YOUR TASK ::
In the listing below, start your output at the line with "## Type of change" and end it after the line with "N/A (hosted API).", copying every line exactly.

RECORDS SUPPLIED ::

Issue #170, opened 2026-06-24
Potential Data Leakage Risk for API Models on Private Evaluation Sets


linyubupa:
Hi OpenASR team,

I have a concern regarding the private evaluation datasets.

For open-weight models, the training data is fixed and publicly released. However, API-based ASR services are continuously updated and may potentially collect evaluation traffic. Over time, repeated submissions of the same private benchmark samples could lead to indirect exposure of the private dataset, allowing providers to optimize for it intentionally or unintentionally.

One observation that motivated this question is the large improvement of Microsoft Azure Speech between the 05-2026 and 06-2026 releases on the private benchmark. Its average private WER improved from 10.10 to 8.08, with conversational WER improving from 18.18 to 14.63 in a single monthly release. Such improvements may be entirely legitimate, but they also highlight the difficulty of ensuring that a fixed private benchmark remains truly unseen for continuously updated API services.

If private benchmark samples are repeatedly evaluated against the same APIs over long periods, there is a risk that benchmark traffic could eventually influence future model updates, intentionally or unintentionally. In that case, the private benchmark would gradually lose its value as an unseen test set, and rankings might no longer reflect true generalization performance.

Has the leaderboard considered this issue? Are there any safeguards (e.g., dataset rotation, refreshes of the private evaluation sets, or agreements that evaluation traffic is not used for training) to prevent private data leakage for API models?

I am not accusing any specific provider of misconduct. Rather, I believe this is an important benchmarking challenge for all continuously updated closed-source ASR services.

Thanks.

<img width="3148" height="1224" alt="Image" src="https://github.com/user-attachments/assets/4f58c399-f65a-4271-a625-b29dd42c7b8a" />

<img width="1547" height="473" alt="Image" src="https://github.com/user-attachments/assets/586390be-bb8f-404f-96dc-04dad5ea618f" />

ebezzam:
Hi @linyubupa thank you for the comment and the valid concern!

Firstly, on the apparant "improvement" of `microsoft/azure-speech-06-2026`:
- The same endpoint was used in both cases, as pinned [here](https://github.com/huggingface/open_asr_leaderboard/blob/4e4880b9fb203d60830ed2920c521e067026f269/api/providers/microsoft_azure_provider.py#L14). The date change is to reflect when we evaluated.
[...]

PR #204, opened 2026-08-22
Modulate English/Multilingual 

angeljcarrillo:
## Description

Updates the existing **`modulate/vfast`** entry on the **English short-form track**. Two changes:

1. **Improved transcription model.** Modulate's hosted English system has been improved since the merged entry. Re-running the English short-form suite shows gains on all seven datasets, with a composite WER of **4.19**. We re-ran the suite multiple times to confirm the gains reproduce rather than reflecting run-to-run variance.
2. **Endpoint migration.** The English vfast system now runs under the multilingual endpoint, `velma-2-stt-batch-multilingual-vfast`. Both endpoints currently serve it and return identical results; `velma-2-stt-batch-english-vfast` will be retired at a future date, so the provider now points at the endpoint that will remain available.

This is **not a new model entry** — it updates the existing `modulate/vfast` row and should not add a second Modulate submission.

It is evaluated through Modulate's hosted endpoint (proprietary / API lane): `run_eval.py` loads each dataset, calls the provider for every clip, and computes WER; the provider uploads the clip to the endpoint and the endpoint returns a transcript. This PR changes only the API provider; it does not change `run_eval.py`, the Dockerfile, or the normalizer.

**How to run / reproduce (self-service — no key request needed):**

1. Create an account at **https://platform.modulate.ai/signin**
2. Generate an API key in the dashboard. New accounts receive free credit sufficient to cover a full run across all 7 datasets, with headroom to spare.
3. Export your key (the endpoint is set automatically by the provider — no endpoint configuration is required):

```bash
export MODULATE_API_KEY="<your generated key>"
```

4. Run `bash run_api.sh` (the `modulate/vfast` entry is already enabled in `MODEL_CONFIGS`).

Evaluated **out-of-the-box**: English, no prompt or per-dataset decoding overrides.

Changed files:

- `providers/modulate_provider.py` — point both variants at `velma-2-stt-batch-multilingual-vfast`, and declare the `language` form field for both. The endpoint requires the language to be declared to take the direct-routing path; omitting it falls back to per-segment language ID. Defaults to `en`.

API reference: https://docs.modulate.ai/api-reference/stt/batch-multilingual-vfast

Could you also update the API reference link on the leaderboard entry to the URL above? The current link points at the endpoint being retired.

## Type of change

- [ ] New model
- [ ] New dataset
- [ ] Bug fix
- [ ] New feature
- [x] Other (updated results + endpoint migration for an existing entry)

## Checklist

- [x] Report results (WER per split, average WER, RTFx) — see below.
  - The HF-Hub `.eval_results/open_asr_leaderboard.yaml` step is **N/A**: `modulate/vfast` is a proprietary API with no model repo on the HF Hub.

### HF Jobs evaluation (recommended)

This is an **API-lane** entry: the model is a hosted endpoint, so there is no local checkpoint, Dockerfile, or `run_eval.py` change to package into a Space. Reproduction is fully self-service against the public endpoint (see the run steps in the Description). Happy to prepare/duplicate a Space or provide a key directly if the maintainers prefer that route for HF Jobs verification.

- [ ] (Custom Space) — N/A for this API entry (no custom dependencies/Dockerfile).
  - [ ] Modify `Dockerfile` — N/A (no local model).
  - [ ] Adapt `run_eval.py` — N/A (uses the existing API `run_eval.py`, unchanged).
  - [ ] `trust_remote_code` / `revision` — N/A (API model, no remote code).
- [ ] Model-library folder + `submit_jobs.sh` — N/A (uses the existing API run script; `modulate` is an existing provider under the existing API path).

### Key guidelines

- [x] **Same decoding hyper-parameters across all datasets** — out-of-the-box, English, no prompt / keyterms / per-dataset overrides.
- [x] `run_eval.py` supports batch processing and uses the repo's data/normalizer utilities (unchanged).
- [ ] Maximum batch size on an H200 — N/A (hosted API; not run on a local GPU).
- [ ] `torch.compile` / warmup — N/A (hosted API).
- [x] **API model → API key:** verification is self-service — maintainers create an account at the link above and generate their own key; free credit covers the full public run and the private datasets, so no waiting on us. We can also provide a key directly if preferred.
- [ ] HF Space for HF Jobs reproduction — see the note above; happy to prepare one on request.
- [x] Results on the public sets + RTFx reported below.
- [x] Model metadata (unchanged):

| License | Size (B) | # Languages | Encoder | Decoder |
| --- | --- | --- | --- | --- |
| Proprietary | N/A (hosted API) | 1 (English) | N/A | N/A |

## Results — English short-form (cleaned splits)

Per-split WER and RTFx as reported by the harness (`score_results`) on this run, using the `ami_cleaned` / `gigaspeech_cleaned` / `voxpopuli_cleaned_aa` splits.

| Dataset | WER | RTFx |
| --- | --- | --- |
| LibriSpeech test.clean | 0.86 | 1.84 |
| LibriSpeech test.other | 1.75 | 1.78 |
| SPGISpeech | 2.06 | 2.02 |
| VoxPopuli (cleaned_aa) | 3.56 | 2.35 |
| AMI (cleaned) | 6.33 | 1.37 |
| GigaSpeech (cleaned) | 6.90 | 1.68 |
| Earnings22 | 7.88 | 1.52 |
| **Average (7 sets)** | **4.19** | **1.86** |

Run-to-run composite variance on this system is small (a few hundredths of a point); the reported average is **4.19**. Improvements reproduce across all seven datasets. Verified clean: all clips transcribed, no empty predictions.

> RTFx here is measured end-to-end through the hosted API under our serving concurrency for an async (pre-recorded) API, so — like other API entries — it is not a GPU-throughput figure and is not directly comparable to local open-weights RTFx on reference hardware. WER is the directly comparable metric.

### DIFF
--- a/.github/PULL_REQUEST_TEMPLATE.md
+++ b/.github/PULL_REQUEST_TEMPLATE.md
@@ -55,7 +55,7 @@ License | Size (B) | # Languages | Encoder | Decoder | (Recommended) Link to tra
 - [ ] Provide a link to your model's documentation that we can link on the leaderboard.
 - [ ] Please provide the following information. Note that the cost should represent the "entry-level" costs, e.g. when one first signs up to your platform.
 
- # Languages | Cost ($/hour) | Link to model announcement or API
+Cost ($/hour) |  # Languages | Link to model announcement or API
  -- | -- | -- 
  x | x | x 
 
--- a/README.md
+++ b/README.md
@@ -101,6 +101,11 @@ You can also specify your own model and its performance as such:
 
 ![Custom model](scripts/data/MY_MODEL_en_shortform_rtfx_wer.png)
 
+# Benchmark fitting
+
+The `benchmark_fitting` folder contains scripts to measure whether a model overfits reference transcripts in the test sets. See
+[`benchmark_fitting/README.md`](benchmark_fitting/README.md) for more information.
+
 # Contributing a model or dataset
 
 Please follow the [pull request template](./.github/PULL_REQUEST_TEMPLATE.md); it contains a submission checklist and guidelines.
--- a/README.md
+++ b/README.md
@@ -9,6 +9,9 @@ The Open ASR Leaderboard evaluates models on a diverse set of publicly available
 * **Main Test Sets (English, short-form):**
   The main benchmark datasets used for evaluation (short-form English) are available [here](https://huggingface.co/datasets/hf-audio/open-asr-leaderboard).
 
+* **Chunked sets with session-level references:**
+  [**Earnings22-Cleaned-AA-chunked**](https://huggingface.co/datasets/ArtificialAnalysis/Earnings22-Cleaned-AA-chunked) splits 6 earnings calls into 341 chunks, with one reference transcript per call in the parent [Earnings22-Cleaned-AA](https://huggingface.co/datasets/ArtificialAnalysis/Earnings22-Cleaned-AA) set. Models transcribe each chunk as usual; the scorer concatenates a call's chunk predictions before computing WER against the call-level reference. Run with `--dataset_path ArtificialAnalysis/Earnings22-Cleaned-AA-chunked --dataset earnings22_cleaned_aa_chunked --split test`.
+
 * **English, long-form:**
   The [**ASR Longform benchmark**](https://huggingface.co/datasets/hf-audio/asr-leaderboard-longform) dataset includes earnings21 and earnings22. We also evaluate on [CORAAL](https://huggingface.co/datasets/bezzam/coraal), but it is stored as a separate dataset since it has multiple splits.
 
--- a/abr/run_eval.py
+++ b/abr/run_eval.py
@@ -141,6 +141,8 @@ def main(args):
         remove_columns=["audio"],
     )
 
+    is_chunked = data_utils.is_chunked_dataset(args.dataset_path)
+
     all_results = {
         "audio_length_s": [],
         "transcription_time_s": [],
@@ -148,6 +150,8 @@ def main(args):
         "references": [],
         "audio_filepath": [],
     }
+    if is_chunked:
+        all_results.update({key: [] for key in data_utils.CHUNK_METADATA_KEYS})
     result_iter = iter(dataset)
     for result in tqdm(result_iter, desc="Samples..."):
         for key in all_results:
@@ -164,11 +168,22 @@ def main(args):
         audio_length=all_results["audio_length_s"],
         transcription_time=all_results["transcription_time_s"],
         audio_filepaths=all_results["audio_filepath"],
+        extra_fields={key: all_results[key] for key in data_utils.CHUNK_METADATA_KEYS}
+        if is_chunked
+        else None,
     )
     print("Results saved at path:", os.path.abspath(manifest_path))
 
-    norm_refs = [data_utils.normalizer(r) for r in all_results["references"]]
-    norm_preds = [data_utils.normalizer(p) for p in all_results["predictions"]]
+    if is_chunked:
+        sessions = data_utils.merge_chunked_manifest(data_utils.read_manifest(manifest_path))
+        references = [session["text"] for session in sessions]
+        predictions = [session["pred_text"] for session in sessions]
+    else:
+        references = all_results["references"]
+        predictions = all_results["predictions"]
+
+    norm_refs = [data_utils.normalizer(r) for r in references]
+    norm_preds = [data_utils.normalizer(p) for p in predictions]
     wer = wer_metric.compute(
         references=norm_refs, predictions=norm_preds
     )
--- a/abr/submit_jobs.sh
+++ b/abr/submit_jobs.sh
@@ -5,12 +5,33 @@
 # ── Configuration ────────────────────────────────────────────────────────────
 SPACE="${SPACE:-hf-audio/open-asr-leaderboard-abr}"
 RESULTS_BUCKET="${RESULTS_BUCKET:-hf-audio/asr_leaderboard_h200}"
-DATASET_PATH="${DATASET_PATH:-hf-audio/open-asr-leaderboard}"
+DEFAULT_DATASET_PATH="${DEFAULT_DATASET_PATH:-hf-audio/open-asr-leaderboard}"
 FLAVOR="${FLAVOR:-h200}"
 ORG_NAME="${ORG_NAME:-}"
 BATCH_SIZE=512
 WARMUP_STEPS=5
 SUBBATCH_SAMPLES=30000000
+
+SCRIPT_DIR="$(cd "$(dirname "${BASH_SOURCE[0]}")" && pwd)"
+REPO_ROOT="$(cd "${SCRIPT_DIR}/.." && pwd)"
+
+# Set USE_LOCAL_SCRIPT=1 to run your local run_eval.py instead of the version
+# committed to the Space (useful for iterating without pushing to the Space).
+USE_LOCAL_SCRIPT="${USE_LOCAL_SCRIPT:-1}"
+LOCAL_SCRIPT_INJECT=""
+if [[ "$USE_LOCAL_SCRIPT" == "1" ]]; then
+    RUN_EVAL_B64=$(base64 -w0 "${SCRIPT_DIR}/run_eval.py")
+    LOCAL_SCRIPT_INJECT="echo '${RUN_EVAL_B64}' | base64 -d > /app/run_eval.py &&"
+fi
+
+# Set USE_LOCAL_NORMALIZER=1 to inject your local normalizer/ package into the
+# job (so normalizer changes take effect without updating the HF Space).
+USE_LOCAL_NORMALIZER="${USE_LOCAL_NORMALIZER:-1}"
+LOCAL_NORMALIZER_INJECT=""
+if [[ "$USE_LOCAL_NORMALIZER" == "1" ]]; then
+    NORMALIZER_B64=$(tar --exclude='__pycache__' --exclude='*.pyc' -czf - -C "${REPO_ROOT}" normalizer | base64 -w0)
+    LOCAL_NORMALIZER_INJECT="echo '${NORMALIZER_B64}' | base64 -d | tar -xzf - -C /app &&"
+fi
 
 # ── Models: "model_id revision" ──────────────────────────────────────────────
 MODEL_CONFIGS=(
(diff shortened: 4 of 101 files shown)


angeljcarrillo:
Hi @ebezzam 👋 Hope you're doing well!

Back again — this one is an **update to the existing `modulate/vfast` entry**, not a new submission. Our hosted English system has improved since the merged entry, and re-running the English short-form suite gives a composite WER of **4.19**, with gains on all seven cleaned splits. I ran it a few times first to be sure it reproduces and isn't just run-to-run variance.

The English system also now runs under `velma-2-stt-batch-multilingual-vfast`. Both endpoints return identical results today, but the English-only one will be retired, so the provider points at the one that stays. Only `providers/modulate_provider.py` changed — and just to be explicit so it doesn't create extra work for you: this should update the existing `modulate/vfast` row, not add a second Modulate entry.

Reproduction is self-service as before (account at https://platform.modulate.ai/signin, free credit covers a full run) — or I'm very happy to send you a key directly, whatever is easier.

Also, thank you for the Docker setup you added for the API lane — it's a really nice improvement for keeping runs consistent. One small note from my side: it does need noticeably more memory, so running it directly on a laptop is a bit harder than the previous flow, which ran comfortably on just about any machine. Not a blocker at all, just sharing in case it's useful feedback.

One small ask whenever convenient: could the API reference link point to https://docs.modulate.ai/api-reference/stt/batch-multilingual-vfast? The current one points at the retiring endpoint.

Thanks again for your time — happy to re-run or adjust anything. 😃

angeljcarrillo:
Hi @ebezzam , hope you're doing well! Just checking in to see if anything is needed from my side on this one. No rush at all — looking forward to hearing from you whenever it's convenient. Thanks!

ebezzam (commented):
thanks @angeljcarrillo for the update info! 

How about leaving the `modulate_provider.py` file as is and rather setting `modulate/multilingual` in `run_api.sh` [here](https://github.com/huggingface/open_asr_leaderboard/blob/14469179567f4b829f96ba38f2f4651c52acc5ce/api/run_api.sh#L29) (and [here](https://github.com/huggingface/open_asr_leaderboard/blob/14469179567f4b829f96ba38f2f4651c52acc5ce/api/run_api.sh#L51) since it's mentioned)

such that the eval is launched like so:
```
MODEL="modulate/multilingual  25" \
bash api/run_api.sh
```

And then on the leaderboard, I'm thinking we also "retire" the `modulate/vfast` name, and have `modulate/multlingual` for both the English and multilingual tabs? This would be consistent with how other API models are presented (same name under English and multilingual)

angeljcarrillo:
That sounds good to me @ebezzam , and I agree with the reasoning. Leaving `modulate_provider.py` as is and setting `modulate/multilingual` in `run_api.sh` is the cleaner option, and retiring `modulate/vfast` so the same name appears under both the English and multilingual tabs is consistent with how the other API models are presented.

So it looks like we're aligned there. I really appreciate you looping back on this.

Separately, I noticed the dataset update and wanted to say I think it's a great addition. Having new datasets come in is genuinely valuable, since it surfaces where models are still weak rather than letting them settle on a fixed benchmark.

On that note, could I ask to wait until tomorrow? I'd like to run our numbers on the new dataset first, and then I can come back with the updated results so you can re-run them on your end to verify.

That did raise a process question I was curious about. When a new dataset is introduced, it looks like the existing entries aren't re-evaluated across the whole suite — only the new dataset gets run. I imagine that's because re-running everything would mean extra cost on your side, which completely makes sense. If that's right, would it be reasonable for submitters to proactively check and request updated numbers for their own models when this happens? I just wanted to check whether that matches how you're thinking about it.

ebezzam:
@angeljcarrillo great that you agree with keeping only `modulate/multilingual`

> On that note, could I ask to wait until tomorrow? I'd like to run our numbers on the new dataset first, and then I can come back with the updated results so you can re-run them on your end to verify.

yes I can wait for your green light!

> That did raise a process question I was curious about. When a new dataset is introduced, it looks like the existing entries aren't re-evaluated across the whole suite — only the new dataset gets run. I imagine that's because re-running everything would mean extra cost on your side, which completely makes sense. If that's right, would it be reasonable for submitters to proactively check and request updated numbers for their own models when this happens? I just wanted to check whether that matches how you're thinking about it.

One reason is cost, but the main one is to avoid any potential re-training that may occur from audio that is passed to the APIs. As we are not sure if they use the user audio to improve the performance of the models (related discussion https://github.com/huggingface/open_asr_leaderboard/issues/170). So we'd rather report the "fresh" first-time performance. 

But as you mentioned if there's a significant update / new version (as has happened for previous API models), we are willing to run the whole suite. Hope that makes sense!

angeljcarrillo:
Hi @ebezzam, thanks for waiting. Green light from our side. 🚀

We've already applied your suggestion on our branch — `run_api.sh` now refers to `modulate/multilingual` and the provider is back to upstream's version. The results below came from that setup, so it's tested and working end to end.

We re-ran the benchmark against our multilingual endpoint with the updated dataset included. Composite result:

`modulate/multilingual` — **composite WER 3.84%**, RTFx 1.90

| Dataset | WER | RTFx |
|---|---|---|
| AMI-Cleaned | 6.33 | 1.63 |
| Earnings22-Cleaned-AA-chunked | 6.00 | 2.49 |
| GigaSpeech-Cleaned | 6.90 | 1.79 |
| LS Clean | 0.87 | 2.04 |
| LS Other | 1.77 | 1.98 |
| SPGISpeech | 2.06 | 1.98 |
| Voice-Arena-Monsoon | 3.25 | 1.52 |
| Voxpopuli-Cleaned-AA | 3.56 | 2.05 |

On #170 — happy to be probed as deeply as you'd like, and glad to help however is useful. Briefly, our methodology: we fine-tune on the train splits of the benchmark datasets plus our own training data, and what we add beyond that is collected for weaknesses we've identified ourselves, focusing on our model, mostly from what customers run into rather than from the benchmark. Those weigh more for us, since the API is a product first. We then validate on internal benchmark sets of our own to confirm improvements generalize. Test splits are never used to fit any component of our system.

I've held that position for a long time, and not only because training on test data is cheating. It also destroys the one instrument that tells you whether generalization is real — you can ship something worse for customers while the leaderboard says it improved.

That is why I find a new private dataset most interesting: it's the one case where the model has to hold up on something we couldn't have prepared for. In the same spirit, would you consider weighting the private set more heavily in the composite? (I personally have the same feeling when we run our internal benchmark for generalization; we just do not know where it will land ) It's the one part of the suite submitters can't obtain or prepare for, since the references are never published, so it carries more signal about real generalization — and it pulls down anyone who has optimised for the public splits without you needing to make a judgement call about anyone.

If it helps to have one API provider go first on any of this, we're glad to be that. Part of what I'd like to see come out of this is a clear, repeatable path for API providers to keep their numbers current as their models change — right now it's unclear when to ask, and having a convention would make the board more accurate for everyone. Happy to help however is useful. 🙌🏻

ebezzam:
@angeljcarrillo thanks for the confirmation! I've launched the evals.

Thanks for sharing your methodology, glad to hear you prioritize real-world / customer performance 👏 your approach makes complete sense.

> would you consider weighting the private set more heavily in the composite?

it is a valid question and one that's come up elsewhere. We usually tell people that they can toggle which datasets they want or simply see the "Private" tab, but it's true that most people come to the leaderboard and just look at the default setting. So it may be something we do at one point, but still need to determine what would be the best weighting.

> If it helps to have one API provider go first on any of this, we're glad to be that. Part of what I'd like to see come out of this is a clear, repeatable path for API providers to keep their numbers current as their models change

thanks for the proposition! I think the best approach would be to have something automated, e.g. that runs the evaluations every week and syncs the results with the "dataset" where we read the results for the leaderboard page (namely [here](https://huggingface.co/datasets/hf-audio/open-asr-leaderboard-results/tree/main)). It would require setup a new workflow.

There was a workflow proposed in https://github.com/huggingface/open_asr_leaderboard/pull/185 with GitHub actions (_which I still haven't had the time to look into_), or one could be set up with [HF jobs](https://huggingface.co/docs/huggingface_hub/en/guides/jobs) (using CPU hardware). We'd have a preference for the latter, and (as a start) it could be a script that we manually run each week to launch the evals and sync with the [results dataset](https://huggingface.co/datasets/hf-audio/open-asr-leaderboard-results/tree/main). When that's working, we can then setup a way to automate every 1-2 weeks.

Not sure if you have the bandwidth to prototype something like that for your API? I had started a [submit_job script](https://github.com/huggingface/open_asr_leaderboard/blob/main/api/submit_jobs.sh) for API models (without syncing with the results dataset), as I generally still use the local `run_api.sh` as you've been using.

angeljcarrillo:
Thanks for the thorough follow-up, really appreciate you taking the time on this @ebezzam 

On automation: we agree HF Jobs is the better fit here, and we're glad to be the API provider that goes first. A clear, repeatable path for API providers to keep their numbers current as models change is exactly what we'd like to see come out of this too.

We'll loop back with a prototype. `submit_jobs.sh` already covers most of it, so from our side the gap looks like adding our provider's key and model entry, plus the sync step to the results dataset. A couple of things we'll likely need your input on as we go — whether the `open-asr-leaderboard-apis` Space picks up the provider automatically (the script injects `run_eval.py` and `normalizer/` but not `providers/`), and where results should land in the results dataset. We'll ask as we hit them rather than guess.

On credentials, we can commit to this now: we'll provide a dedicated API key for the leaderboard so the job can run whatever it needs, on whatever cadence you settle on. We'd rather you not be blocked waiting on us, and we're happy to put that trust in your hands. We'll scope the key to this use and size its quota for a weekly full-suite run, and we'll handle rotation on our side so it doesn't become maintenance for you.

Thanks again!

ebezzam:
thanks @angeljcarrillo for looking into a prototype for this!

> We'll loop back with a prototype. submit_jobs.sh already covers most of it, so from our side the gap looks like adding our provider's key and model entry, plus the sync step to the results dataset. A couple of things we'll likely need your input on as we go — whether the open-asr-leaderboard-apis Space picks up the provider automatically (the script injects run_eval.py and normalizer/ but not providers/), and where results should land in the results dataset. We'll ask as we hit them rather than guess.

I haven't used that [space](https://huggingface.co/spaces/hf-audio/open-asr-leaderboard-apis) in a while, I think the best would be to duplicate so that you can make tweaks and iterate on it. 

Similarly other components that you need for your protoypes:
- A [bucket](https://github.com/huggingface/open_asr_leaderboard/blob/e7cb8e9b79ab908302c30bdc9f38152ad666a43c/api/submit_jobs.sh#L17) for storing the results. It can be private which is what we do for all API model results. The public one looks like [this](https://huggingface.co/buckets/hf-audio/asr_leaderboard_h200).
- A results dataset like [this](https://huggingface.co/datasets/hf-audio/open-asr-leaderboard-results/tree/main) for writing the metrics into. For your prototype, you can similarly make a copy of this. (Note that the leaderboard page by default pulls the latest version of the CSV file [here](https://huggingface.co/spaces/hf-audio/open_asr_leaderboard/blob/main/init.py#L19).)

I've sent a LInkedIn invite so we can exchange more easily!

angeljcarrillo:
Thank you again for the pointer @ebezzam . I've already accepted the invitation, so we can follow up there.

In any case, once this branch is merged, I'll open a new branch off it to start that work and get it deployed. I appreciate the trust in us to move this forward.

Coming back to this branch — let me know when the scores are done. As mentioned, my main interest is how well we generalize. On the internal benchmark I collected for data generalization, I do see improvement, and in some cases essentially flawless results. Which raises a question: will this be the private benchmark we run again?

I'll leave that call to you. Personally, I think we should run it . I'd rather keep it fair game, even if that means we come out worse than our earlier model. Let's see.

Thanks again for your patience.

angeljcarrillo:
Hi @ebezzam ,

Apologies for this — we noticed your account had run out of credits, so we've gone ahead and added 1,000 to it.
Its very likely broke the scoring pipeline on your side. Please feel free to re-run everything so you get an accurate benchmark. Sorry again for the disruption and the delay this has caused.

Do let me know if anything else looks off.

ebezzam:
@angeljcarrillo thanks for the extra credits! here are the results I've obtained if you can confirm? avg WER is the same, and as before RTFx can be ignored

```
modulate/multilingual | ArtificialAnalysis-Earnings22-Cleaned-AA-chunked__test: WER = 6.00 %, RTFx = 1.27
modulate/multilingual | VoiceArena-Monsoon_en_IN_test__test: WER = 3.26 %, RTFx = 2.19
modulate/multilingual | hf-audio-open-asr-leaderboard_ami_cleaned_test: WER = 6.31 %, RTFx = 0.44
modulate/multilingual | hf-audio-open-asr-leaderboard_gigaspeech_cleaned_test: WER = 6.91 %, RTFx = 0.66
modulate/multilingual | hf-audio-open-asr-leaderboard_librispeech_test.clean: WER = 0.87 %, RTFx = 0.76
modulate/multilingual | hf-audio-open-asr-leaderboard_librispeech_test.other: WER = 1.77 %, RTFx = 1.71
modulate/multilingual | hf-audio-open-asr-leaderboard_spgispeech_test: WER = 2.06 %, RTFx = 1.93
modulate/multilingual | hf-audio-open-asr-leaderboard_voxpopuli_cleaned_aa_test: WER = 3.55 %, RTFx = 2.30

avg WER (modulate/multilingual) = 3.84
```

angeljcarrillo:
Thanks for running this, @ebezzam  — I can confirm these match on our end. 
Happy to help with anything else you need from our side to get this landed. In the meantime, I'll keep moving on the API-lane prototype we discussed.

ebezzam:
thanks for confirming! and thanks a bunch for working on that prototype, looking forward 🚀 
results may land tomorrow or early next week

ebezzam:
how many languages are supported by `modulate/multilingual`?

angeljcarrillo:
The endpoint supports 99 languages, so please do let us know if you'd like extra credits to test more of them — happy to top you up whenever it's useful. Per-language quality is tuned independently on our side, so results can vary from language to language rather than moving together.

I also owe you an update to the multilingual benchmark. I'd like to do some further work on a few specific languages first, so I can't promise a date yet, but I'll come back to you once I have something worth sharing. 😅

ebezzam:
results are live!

EXERCISE RESPONSE ::
## Type of change

- [ ] New model
- [ ] New dataset
- [ ] Bug fix
- [ ] New feature
- [x] Other (updated results + endpoint migration for an existing entry)

## Checklist

- [x] Report results (WER per split, average WER, RTFx) — see below.
  - The HF-Hub `.eval_results/open_asr_leaderboard.yaml` step is **N/A**: `modulate/vfast` is a proprietary API with no model repo on the HF Hub.

### HF Jobs evaluation (recommended)

This is an **API-lane** entry: the model is a hosted endpoint, so there is no local checkpoint, Dockerfile, or `run_eval.py` change to package into a Space. Reproduction is fully self-service against the public endpoint (see the run steps in the Description). Happy to prepare/duplicate a Space or provide a key directly if the maintainers prefer that route for HF Jobs verification.

- [ ] (Custom Space) — N/A for this API entry (no custom dependencies/Dockerfile).
  - [ ] Modify `Dockerfile` — N/A (no local model).
  - [ ] Adapt `run_eval.py` — N/A (uses the existing API `run_eval.py`, unchanged).
  - [ ] `trust_remote_code` / `revision` — N/A (API model, no remote code).
- [ ] Model-library folder + `submit_jobs.sh` — N/A (uses the existing API run script; `modulate` is an existing provider under the existing API path).

### Key guidelines

- [x] **Same decoding hyper-parameters across all datasets** — out-of-the-box, English, no prompt / keyterms / per-dataset overrides.
- [x] `run_eval.py` supports batch processing and uses the repo's data/normalizer utilities (unchanged).
- [ ] Maximum batch size on an H200 — N/A (hosted API; not run on a local GPU).
- [ ] `torch.compile` / warmup — N/A (hosted API).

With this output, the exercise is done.